Расчет Петухова относительно скорого возвращения теплохода не оправдался. Он закончит погрузку по предположению Лопарева лишь к 20 сентября. Таким образом и сроки нашего возвращения отодвигаются к зиме. Особого неудобства в этом не предвидится, однако ямальский сентябрь уже дает себя знать. По утрам довольно ощутительные заморозки, тундра белеет от инея. Дни холодные даже в хорошую погоду. И она — хорошая нас не балует.

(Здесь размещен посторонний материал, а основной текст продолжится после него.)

PR #1522, opened 2026-08-15
Ladder Operators & Harmonic Oscillator

TomOleDiem:
unpolished code for PhyslibAlpha


jstoobysmith:
Hey @TomOleDiem this looks great! Though still needs to pass the automatic linters before we can merge it. There should be instructions in the above automatic message about how to do this locally

jstoobysmith (approved):
Approved - and will merge now.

В большинстве — ветер, дождь, ненастье. Это так надоело, что Омск — суровый сибирский Омск — вспоминается, точно Крым или южная Одесса. Там солнце, там сентябрь и даже часть октября еще тепло. Из Семипалатинска прибыли горы арбузов и дынь. Там свежий картофель, свежая капуста, молоко. Там все, по чем мы соскучились за эти 14 полярных месяцев.
Суровый и неприветный Ямал надоел работникам фактории.
Мысль и мечтанья опережают „Микоянов“ ход — бегут к родному очагу с неудержимой силой, помимо воли.
У меня болезнь отняла ноги. Они плохо ходят и сердце еще хуже работает.
Какая это обида — вернуться домой инвалидом! И притом не по собственной вине и не по вине природы — она создала тело прочным и выносливым. Инвалидность пришла, благодаря неудачно сложившимся условиям жизни и по причине отвратительного отношения снабженцев к своим обязанностям. Так сказать, за грехи чужого дяди.
НАРОЖДАЮЩИЕСЯ ПРОМЫСЛЫ
На „Ленинце“ прибыл ихтиолог Юданов, закончивший исследовательские работы на севере Обской губы. Результаты работы весьма интересны. Оказывается, устье губы довольно богато рыбой. Там могут быть организованы промыслы моксуна, селедки, камбалы и некоторых других пород северной рыбы. Осетра Юданов не встретил.
По соображениям этого настойчивого и опытного полярного рыбоисследователя, для эксплоатации северо-обских промыслов необходимо сбить местных промышленников-ненцев в артели, снабдить их рыболовными снастями. Забрасывать же специальные отряды рыбаков из центра нет расчета. Добыча не оправдает затрат, так как дорогие сорта рыбы отсутствуют.
Тоже и у нас на Тамбее.
Только организация туземно-промышленных артелей даст рентабельный промысел.
Возможно ихтиолог прав.
Однако мне кажется странным это отсутствие приманчивого осетра. Прошлым летом, в наши неудачные опыты неводного лова на берегах фактории, мы находили в сетях осетровых мальков.
Следовательно, осетр здесь есть. Да и почему бы ему не быть, раз в Новом порту его видимо-невидимо. Новый порт от нас в 400 километрах и расположен в наших же или точнее в общих водах Обской губы.